• _ACTIVITY_
Output exactly what appears from the line containing "functions: 100% ." to the end of the data below, and nothing more.

• _TASK INPUTS_
- Opening Delimiter -

PR #73, opened 2020-01-24
Fix: 204 faster CI Doc tests and more tests

H-Fin:
Unit tests for CI Document no longer take 20 seconds each, all are around 0.5 seconds. There are also more tests implemented to increase our code coverage.

https://zenhub.ibm.com/app/workspaces/discovery-unified-5728bf39d2c20f776e05d0ef/issues/watson-discovery/docviz-squad-issue-tracker/204

`yarn test CIDocument` and see that the tests pass.

`Run yarn test:coverage` and view the function and branch coverage of the `CIDocument\utils\enrichmentUtils.ts` is up to statements: 100%, branches: 83.33%, and functions: 100% .

N/A

No


packages/discovery-react-components/src/components/CIDocument/components/CIDocument/CIDocument.tsx
```diff
@@ -327,6 +327,7 @@ const CIDocument: FC<CIDocumentProps> = ({
             selected={nonContractTabs.indexOf(selectedType)}
             onSelectionChange={(index: number): void => setSelectedType(nonContractTabs[index])}
             aria-label={messages.filtersTabLabel}
+            data-testid="tabs"
```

- Closing Delimiter -

• _TASK RESPONSE_
`Run yarn test:coverage` and view the function and branch coverage of the `CIDocument\utils\enrichmentUtils.ts` is up to statements: 100%, branches: 83.33%, and functions: 100% .

N/A

No


packages/discovery-react-components/src/components/CIDocument/components/CIDocument/CIDocument.tsx
```diff
@@ -327,6 +327,7 @@ const CIDocument: FC<CIDocumentProps> = ({
             selected={nonContractTabs.indexOf(selectedType)}
             onSelectionChange={(index: number): void => setSelectedType(nonContractTabs[index])}
             aria-label={messages.filtersTabLabel}
+            data-testid="tabs"
```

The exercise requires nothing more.